Ah ces geek ! Aucun sens commun !


----------



## boodou (6 Janvier 2010)

Voilà


----------



## tantoillane (6 Janvier 2010)

Si c'est pour bosser, je n'ai rien à te conseiller niveau fauteuil, mais par contre pose bien ton avant bras sur la table quand tu tiens la souris et essaye d'avoir le regard qui arrive à peu près au niveau du haut de l'écran, et surtout travaille pas dans une pièce trop froide ! C'est mon expérience personnelle de quand je programme pendant 5 heures pour les TDs


----------



## gKatarn (6 Janvier 2010)

stephaaanie a dit:


> ...quelques vieilles chaises patinées par le temps...
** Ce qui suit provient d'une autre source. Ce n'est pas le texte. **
PR #189, opened 2020-11-29
Frogger game

Lu-sure:
### Frogger game

[Demo](https://lu-sure.github.io/Frogger/) | [Code base](https://github.com/Lu-sure/Lu-sure.github.io/tree/main/Frogger)

Please, review.


OleksiyRudenko:
@Lu-sure looks nice.
I might be wrong, but it sime like the hero gets killed while in the safe area on the top when an enemy is too close. It also mysteriously gets frozen (irresponsive to keypress) when trying to avoid a really close enemy.
There are 5 collision checks across the code. Seems a bit excessive.

OleksiyRudenko:
While we're looking for capacity to review please check yourself against the checlist below and confirm all items are positive. Please, ask a question if anything requires clarification.

## Check-list

Minimal requirements to meet:
 * Requirements re **OOP**:
 * Most common mistakes

Lu-sure:
Made changes according above comments, should I ask about review in FE Questionarium chat once more?

OleksiyRudenko:
> Made changes according above comments, should I ask about review in FE Questionarium chat once more?

No need

submissions/Lu-sure/frogger/app.js
```diff
@@ -0,0 +1,133 @@
...
+};
+
+Enemy.prototype = Object.create(Hero.prototype);
+Enemy.prototype.constructor = Enemy;
+
+Enemy.prototype.update = function (dt) {
+    this.x += this.speed * dt;
+    if (this.x > MOVE_AREA.width.end)
+        this.x = ENEMY_CONFIG.startPointX;
+    checkCollision();
```
OleksiyRudenko, line 55: Not a really good approach, because at every enemy's every move `checkCollision` compares all enemies against the player. So number of comparisons is `numberOfEnemies ** 2`. This will pose a performance issue if number of enemies grows.

A better approach is when every enemy checks itself only against player for collision.

OleksiyRudenko (changes requested):
@Lu-sure well done!
However there is a potential performance issue that can be easily avoided.

submissions/Lu-sure/frogger/app.js
Lu-sure: Fixed, review, please)

OleksiyRudenko (approved):
@Lu-sure great job!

Euh, elles sont plutôt patinées par les fesses des habitué(e)s du bar


----------



## boodou (6 Janvier 2010)

gKatarn a dit:


> Euh, elles sont plutôt patinées par les fesses des habitué(e)s du bar



tu confonds ; ce sont les fesses qui sont patinées par les tapes (cf JP)


----------



## stephaaanie (7 Janvier 2010)

boodou a dit:


> tu confonds ; ce sont les fesses qui sont patinées par les tapes (cf JP)



J'y lis une contrepétrie, moi. Voire deux en trichant un peu.


----------



## JPTK (7 Janvier 2010)

stephaaanie a dit:


> J'y lis une contrepétrie, moi. Voire deux en trichant un peu.



Comment tu fais ?


----------



## SPIDEY (7 Janvier 2010)

Moi aussi j'en recherche un
Cuir assise assez haute pour soutenir le cou avec roulettes bien sur
si vous avez des bons plans


----------



## bobbynountchak (7 Janvier 2010)

Moi j'en ai un super.

C'est un fauteuil chauffeur de R18 monté sur roulettes.

Trop cool, confort et tout, assez large pour que je puisse m'asseoir en tailleur quand j'ai envie.

Hé ouais.

Maintenant démerdez vous à trouver une R18. 


Et venez pas pleurer pour avoir des photos, z'en aurez pas. Non mais.


----------



## JPTK (7 Janvier 2010)

Moi j'ai gagné ça :






139 &#8364; chez Ik et A. Ferme, confortable, je suis fan, mais je m'assoie mal et je me nique les lombaires quand même :rateau:


----------



## SPIDEY (7 Janvier 2010)

Un fauteuil d'une R18 !!!
Excellent mon père en avait une quand j'étais gosse, le top du confort


----------



## bobbynountchak (7 Janvier 2010)

Hé oui. 

Pis ça a quand même plus de gueule que les merdes ikea que certains nous sortent avec fierté.


----------



## Romuald (7 Janvier 2010)

En plus je ne serai pas étonné que celui que propose Bobby ait 'eau chaude, eau froide, eau mitigée©' sur l'un des deux accoudoirs


----------



## JPTK (7 Janvier 2010)

bobbynountchak a dit:


> Hé oui.
> 
> Pis ça a quand même plus de gueule que les merdes ikea que certains nous sortent avec fierté.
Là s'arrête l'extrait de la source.